_Exercise description_
For this exercise, transcribe all the records below exactly.

_Listed records_
PR #6726, opened 2024-05-20
refactor: add warning if severity not from vendor (or NVD or GH) is used

### LINKED ISSUE #6714: unexpected severity if `nvd` and `source` don't have severity for vulnerability
## Description
We use [severity](https://github.com/aquasecurity/trivy-db/blob/b8fe1376ffcdc69fe454f0a8a481ab485e47aea5/pkg/types/types.go#L175) field if [vendor severity](https://github.com/aquasecurity/trivy-db/blob/b8fe1376ffcdc69fe454f0a8a481ab485e47aea5/pkg/types/types.go#L177) doesn't contain `nvd`, `ghsa` (for `GHSA-xxxx-xxx` vulns) or `source` severity:
https://github.com/aquasecurity/trivy/blob/696f2ae0ecdd4f90303f41249924a09ace70dd78/pkg/vulnerability/vulnerability.go#L112-L134
  
But we [fill severity field](https://github.com/aquasecurity/trivy/blob/696f2ae0ecdd4f90303f41249924a09ace70dd78/pkg/vulnerability/vulnerability.go#L112-L134) with the first severity found in the order and the next list:
```Go
sources = []types.SourceID{NVD, RedHat, Debian, Ubuntu, Alpine, Amazon, OracleOVAL, SuseCVRF, Photon,
		ArchLinux, Alma, Rocky, CBLMariner, RubySec, PhpSecurityAdvisories, NodejsSecurityWg, GHSA, GLAD, OSV, K8sVulnDB,
	}
func getSeverity(details map[types.SourceID]types.VulnerabilityDetail) types.Severity {
	for _, source := range sources {
		switch d, ok := details[source]; {
		case !ok:
			continue
		case d.CvssScoreV3 > 0:
			return scoreToSeverity(d.CvssScoreV3)
		case d.CvssScore > 0:
			return scoreToSeverity(d.CvssScore)
		case d.SeverityV3 != 0:
			return d.SeverityV3
		case d.Severity != 0:
			return d.Severity
		}
	}
	return types.SeverityUnknown
}

```
This behavior can be confusing (take a look #6676).
Perhaps we need to stop using `severity` field in Trivy and perhaps deprecate this field.

DmitriyLewen:
## Description
See https://github.com/aquasecurity/trivy/issues/6714#issuecomment-2116927641

Example:
изображение

## Related issues
- Close #6714

## Checklist


pkg/vulnerability/vulnerability.go
```diff
@@ -130,6 +130,7 @@ func (c Client) getVendorSeverity(vulnID string, vuln *dbTypes.Vulnerability, so
 		return dbTypes.SeverityUnknown.String(), ""
 	}
 
+	log.Warn("Vendor and NVD don't have severity level. Severity from another vendor is used (see `VendorSeverity` in `json` format).", log.String("CVE", vulnID))
```
knqyf263, line 133: It's not necessarily CVE-ID.

```suggestion
	log.Warn("Vendor and NVD don't have severity level. Severity from another vendor is used (see `VendorSeverity` in `json` format).", log.String("vulnerability-id", vulnID))
```

knqyf263: `Vendor` is unclear. We may want to show the source (dbTypes.SourceID).

DmitriyLewen: I thought about this, but there is 1 problem with this.
We fill `severity` filed in `trivy-db`:
https://github.com/aquasecurity/trivy-db/blob/b8fe1376ffcdc69fe454f0a8a481ab485e47aea5/pkg/vulnsrc/vulnerability/vulnerability.go#L92-L108

Therefore, we don't have info about vendor for this severity.

We can only check `vendorSeverity` and detect vendor with same severity.
But if 2 vendors use this severity, we may make mistake in our choice

knqyf263: I mean, we should say "Debian and NVD don't have severity" when scanning a Debian image and "Ubuntu and NVD don't have severity" when scanning an Ubuntu image. We need to consider what should be displayed with language-specific packages, though.

pkg/vulnerability/vulnerability.go
```diff
@@ -130,6 +129,7 @@ func (c Client) getVendorSeverity(vulnID string, vuln *dbTypes.Vulnerability, so
 		return dbTypes.SeverityUnknown.String(), ""
 	}
 
+	log.Warn(fmt.Sprintf("%q and \"NVD\" don't have severity level. Severity from another vendor is used (see `VendorSeverity` in `json` format).", dataSource.Name), log.String("vulnerability-id", vulnID))
```
knqyf263, line 132: Don't we need `sync.Once` to prevent from showing the same messages many times?

DmitriyLewen: I think we should show each vulnerability with non-vendor (non-nvd) severity.
It will be difficult (and possibly manual) for user to detect vulnerabilities with inappropriate severity levels if we simply say that some vulnerabilities use different severity levels.

As another way, we can save all these vulnerabilities and insert this list into one warning.
wdyt?

DmitriyLewen: right.

knqyf263: I don't think 100 vulns are so many. I saw environments with 500 vulns or even more than 1000 vulns.

DmitriyLewen: Okay, let's use `once`. We can always update this - if users require it.

Update in https://github.com/aquasecurity/trivy/pull/6726/commits/b23527d5d565847b6ca941243626c5d5f7cf3ad5

pkg/vulnerability/vulnerability.go
```diff
@@ -46,6 +48,12 @@ var SuperSet = wire.NewSet(
 	NewClient,
 )
 
+// Show warning if we use severity from another vendor
+// cf. https://github.com/aquasecurity/trivy/issues/6714
+var onceWarn = sync.OnceFunc(func() {
+	log.Warn("For some vulnerabilities, severities from other vendors were used because their data sources and NVD don't contain severities. You can view severity list from vendors in `json` format in `VendorSeverity` field.")
```
knqyf263, line 54: After reading the message, I feel like it's still unclear for users. We may want to update [the document](https://aquasecurity.github.io/trivy/v0.52/docs/scanner/vulnerability/#severity-selection) and add a link in the warning message, like "For details, read https://aquasecurity.github.io/trivy/latest/docs/scanner/vulnerability/#severity-selection." What do you think?

DmitriyLewen: I have a couple of ideas that we can add. I will update docs and write to you.

DmitriyLewen: https://github.com/aquasecurity/trivy/pull/6726/commits/ec412a332a3c30572ff153bc622247643a86b1ca
wdyt?

knqyf263 (approved):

_Answer section_
PR #6726, opened 2024-05-20
refactor: add warning if severity not from vendor (or NVD or GH) is used

### LINKED ISSUE #6714: unexpected severity if `nvd` and `source` don't have severity for vulnerability
## Description
We use [severity](https://github.com/aquasecurity/trivy-db/blob/b8fe1376ffcdc69fe454f0a8a481ab485e47aea5/pkg/types/types.go#L175) field if [vendor severity](https://github.com/aquasecurity/trivy-db/blob/b8fe1376ffcdc69fe454f0a8a481ab485e47aea5/pkg/types/types.go#L177) doesn't contain `nvd`, `ghsa` (for `GHSA-xxxx-xxx` vulns) or `source` severity:
https://github.com/aquasecurity/trivy/blob/696f2ae0ecdd4f90303f41249924a09ace70dd78/pkg/vulnerability/vulnerability.go#L112-L134
  
But we [fill severity field](https://github.com/aquasecurity/trivy/blob/696f2ae0ecdd4f90303f41249924a09ace70dd78/pkg/vulnerability/vulnerability.go#L112-L134) with the first severity found in the order and the next list:
```Go
sources = []types.SourceID{NVD, RedHat, Debian, Ubuntu, Alpine, Amazon, OracleOVAL, SuseCVRF, Photon,
		ArchLinux, Alma, Rocky, CBLMariner, RubySec, PhpSecurityAdvisories, NodejsSecurityWg, GHSA, GLAD, OSV, K8sVulnDB,
	}
func getSeverity(details map[types.SourceID]types.VulnerabilityDetail) types.Severity {
	for _, source := range sources {
		switch d, ok := details[source]; {
		case !ok:
			continue
		case d.CvssScoreV3 > 0:
			return scoreToSeverity(d.CvssScoreV3)
		case d.CvssScore > 0:
			return scoreToSeverity(d.CvssScore)
		case d.SeverityV3 != 0:
			return d.SeverityV3
		case d.Severity != 0:
			return d.Severity
		}
	}
	return types.SeverityUnknown
}

```
This behavior can be confusing (take a look #6676).
Perhaps we need to stop using `severity` field in Trivy and perhaps deprecate this field.

DmitriyLewen:
## Description
See https://github.com/aquasecurity/trivy/issues/6714#issuecomment-2116927641

Example:
изображение

## Related issues
- Close #6714

## Checklist


pkg/vulnerability/vulnerability.go
```diff
@@ -130,6 +130,7 @@ func (c Client) getVendorSeverity(vulnID string, vuln *dbTypes.Vulnerability, so
 		return dbTypes.SeverityUnknown.String(), ""
 	}
 
+	log.Warn("Vendor and NVD don't have severity level. Severity from another vendor is used (see `VendorSeverity` in `json` format).", log.String("CVE", vulnID))
```
knqyf263, line 133: It's not necessarily CVE-ID.

```suggestion
	log.Warn("Vendor and NVD don't have severity level. Severity from another vendor is used (see `VendorSeverity` in `json` format).", log.String("vulnerability-id", vulnID))
```

knqyf263: `Vendor` is unclear. We may want to show the source (dbTypes.SourceID).

DmitriyLewen: I thought about this, but there is 1 problem with this.
We fill `severity` filed in `trivy-db`:
https://github.com/aquasecurity/trivy-db/blob/b8fe1376ffcdc69fe454f0a8a481ab485e47aea5/pkg/vulnsrc/vulnerability/vulnerability.go#L92-L108

Therefore, we don't have info about vendor for this severity.

We can only check `vendorSeverity` and detect vendor with same severity.
But if 2 vendors use this severity, we may make mistake in our choice

knqyf263: I mean, we should say "Debian and NVD don't have severity" when scanning a Debian image and "Ubuntu and NVD don't have severity" when scanning an Ubuntu image. We need to consider what should be displayed with language-specific packages, though.

pkg/vulnerability/vulnerability.go
```diff
@@ -130,6 +129,7 @@ func (c Client) getVendorSeverity(vulnID string, vuln *dbTypes.Vulnerability, so
 		return dbTypes.SeverityUnknown.String(), ""
 	}
 
+	log.Warn(fmt.Sprintf("%q and \"NVD\" don't have severity level. Severity from another vendor is used (see `VendorSeverity` in `json` format).", dataSource.Name), log.String("vulnerability-id", vulnID))
```
knqyf263, line 132: Don't we need `sync.Once` to prevent from showing the same messages many times?

DmitriyLewen: I think we should show each vulnerability with non-vendor (non-nvd) severity.
It will be difficult (and possibly manual) for user to detect vulnerabilities with inappropriate severity levels if we simply say that some vulnerabilities use different severity levels.

As another way, we can save all these vulnerabilities and insert this list into one warning.
wdyt?

DmitriyLewen: right.

knqyf263: I don't think 100 vulns are so many. I saw environments with 500 vulns or even more than 1000 vulns.

DmitriyLewen: Okay, let's use `once`. We can always update this - if users require it.

Update in https://github.com/aquasecurity/trivy/pull/6726/commits/b23527d5d565847b6ca941243626c5d5f7cf3ad5

pkg/vulnerability/vulnerability.go
```diff
@@ -46,6 +48,12 @@ var SuperSet = wire.NewSet(
 	NewClient,
 )
 
+// Show warning if we use severity from another vendor
+// cf. https://github.com/aquasecurity/trivy/issues/6714
+var onceWarn = sync.OnceFunc(func() {
+	log.Warn("For some vulnerabilities, severities from other vendors were used because their data sources and NVD don't contain severities. You can view severity list from vendors in `json` format in `VendorSeverity` field.")
```
knqyf263, line 54: After reading the message, I feel like it's still unclear for users. We may want to update [the document](https://aquasecurity.github.io/trivy/v0.52/docs/scanner/vulnerability/#severity-selection) and add a link in the warning message, like "For details, read https://aquasecurity.github.io/trivy/latest/docs/scanner/vulnerability/#severity-selection." What do you think?

DmitriyLewen: I have a couple of ideas that we can add. I will update docs and write to you.

DmitriyLewen: https://github.com/aquasecurity/trivy/pull/6726/commits/ec412a332a3c30572ff153bc622247643a86b1ca
wdyt?

knqyf263 (approved):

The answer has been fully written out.